Data records:
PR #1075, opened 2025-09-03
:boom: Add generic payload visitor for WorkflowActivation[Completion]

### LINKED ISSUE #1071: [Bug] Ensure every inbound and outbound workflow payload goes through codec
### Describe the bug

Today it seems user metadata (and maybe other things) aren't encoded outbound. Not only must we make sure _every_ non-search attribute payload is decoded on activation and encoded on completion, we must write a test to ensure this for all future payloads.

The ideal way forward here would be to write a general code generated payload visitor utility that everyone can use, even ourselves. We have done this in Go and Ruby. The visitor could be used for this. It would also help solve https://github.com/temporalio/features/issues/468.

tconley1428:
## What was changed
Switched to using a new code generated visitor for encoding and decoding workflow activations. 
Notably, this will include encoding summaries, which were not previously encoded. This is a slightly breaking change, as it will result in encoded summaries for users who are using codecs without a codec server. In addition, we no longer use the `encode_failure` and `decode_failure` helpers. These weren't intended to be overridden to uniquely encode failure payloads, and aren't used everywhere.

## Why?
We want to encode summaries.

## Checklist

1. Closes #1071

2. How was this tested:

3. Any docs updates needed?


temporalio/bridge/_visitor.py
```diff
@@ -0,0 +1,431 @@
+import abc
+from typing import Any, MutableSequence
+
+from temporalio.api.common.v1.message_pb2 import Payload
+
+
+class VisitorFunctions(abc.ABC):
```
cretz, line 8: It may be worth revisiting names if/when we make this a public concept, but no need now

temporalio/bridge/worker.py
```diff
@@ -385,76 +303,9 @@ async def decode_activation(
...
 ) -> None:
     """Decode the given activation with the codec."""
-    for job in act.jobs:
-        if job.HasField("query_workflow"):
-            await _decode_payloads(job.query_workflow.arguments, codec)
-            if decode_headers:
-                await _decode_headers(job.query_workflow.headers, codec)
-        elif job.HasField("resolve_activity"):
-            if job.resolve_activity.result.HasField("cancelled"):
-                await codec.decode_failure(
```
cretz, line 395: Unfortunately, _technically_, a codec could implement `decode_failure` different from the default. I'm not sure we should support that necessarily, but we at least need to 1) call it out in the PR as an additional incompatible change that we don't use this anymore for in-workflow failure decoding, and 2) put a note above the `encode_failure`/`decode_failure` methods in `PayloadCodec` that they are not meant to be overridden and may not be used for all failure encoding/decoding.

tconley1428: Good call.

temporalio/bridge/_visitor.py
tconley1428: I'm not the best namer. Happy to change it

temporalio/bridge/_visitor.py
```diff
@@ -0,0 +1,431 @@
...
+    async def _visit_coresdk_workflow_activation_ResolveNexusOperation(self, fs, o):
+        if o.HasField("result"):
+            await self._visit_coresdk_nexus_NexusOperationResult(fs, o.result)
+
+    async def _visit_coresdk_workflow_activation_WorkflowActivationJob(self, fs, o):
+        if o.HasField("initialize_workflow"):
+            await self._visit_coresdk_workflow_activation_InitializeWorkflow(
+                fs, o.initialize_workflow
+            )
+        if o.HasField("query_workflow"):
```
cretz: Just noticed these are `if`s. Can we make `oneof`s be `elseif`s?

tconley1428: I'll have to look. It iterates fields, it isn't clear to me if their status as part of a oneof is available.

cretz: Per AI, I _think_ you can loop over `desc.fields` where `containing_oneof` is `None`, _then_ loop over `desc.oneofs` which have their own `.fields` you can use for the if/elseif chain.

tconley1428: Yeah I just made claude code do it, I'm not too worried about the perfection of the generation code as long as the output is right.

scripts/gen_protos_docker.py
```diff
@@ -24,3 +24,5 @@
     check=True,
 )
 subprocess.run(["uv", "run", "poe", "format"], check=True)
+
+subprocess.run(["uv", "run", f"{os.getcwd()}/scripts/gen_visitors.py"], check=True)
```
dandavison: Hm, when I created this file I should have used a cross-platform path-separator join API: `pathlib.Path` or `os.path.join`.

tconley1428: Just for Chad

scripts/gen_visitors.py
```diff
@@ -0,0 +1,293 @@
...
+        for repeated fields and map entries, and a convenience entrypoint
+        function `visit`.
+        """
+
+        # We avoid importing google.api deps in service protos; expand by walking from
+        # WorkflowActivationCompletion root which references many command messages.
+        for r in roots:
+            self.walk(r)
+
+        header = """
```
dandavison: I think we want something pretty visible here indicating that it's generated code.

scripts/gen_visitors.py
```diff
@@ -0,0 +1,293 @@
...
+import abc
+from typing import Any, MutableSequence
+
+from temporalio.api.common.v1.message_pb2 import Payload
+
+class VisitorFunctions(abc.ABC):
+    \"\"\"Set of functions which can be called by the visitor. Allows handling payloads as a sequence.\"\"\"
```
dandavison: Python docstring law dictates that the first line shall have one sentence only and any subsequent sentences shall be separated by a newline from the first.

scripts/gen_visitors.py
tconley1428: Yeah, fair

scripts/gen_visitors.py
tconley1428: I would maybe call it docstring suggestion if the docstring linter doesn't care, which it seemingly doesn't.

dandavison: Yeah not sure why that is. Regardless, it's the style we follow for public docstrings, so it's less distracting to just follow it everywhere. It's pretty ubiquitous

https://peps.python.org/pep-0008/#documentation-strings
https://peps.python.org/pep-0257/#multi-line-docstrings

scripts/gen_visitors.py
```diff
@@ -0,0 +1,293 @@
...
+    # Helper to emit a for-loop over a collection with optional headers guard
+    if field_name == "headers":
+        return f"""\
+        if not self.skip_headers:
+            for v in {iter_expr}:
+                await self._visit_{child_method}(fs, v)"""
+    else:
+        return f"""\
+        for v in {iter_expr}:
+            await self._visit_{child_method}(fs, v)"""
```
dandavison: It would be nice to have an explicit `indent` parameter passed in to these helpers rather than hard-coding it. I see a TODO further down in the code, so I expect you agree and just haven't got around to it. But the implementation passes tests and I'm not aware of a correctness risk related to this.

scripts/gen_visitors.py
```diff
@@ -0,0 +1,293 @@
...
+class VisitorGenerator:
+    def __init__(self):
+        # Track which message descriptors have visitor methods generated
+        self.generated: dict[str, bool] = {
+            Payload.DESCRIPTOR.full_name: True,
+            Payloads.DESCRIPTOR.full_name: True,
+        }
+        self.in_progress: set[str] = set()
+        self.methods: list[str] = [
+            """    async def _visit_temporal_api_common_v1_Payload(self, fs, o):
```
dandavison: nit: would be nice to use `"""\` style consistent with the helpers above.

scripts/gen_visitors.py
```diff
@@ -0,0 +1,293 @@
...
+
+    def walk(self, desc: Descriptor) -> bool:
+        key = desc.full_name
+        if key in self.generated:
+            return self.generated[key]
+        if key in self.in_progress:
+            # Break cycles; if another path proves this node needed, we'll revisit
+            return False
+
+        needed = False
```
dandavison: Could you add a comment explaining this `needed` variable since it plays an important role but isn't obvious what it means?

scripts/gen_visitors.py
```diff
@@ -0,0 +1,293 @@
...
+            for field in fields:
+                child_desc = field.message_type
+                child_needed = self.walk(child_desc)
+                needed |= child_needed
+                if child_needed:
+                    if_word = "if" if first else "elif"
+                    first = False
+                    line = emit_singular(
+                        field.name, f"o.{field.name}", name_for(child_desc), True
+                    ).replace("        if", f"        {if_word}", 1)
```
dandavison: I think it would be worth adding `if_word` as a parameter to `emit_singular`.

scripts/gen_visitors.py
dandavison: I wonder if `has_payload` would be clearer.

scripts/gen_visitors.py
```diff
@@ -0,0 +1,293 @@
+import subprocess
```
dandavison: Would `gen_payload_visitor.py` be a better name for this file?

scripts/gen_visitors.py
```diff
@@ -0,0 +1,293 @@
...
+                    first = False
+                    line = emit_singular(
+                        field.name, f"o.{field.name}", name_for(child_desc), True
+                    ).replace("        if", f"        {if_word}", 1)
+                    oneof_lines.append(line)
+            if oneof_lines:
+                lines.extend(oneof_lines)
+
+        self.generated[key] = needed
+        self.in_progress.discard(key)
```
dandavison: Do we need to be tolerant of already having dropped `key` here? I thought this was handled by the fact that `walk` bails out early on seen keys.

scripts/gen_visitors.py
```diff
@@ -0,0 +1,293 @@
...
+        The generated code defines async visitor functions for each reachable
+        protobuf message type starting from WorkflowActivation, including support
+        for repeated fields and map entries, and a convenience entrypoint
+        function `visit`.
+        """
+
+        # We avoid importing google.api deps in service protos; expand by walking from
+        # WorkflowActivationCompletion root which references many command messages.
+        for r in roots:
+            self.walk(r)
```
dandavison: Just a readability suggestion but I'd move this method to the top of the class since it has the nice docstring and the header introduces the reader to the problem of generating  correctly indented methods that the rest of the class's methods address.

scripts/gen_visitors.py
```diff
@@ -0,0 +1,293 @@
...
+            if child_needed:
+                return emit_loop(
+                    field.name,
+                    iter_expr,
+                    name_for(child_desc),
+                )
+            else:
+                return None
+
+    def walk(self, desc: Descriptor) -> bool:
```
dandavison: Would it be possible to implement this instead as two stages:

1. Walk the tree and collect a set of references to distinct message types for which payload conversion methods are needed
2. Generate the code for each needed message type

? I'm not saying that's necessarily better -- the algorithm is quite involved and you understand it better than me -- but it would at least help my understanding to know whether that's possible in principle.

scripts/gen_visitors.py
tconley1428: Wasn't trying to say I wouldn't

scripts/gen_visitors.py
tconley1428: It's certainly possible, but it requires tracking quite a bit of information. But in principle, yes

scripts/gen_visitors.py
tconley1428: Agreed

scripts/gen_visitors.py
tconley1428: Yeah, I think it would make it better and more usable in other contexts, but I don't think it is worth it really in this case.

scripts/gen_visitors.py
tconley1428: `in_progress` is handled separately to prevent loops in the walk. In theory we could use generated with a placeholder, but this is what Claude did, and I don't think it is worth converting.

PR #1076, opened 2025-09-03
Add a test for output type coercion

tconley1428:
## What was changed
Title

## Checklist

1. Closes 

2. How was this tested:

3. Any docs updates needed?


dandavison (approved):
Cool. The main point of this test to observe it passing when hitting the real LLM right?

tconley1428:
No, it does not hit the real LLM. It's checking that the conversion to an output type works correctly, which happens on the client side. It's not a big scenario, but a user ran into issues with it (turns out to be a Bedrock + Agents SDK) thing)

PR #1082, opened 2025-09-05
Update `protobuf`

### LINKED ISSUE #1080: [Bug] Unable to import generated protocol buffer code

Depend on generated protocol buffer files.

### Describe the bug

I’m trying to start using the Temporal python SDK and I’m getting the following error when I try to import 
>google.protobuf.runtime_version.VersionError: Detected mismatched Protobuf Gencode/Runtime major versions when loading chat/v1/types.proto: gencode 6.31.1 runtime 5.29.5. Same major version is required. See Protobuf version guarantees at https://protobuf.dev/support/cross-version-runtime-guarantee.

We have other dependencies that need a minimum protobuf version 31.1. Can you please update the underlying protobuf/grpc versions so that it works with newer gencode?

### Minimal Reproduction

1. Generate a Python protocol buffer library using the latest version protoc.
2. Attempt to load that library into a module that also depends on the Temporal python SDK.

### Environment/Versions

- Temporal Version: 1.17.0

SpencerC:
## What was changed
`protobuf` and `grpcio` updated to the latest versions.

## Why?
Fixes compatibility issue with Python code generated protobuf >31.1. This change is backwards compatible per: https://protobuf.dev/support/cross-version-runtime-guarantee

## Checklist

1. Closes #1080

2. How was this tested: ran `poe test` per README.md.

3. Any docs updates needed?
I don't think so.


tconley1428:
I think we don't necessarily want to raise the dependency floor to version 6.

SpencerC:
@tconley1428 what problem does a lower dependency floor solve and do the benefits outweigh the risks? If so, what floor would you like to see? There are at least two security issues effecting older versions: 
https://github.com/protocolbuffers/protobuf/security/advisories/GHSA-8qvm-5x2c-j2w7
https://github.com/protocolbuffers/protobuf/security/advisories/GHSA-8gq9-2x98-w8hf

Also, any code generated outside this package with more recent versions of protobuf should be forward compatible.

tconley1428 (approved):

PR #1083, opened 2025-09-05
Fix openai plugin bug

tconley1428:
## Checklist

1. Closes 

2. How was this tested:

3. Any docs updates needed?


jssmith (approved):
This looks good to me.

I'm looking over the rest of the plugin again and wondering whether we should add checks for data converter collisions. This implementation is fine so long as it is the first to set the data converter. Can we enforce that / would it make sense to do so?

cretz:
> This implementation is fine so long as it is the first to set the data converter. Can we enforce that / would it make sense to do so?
* * *
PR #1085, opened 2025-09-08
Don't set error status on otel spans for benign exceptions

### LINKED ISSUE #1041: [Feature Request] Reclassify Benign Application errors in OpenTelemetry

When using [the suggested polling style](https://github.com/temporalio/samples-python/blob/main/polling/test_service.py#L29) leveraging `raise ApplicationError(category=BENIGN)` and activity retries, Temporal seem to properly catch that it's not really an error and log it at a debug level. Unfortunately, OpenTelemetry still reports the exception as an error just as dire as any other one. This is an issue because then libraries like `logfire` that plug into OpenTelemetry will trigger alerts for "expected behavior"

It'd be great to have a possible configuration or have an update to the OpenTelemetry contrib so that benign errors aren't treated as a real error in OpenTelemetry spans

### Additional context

• **WHAT TO DO**: Look through the records and gather every line containing "security".

• **ANSWER AREA**:
@tconley1428 what problem does a lower dependency floor solve and do the benefits outweigh the risks? If so, what floor would you like to see? There are at least two security issues effecting older versions: 
https://github.com/protocolbuffers/protobuf/security/advisories/GHSA-8qvm-5x2c-j2w7
https://github.com/protocolbuffers/protobuf/security/advisories/GHSA-8gq9-2x98-w8hf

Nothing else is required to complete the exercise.